(Exercise aim)
The line containing "Update the viewer" marks the end: output every line of the data up to it, and that line too, exactly as written.

** Opening Given data block **

PR #117, opened 2021-04-20
Update simularium viewer to 2.7.2

EricJIsaac:
Problem
=======
All of the agents are yellow on staging & production. 
The binary broadcast for pc4covid19.simularium is parsed incorrectly.

Solution
========
Update the viewer to 2.7.2, which includes the bug-fixes for both of these

## Type of change
- [ ] Bug fix (non-breaking change which fixes an issue)


package.json
```diff
@@ -21,6 +21,7 @@
     "test": "BABEL_ENV=commonjs TS_NODE_FILES=true TS_NODE_PROJECT=tsconfig.commonjs.json NODE_ENV=production mocha --opts mocha.opts src/**/*.test.ts"
   },
   "devDependencies": {
+    "@aics/simularium-viewer": "^2.7.2",
```
toloudis, line 24: I think this should be a dependency still, and not a devDependency.   devDependencies are more for things like build tools, transpiler, linter etc

meganrm:
for some reason the `package.json` doesn't seem to be updated? I only see one file changed

meganrm (approved):

schoinh (approved):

** Closing Given data block **

(Result of this task)
PR #117, opened 2021-04-20
Update simularium viewer to 2.7.2

EricJIsaac:
Problem
=======
All of the agents are yellow on staging & production. 
The binary broadcast for pc4covid19.simularium is parsed incorrectly.

Solution
========
Update the viewer to 2.7.2, which includes the bug-fixes for both of these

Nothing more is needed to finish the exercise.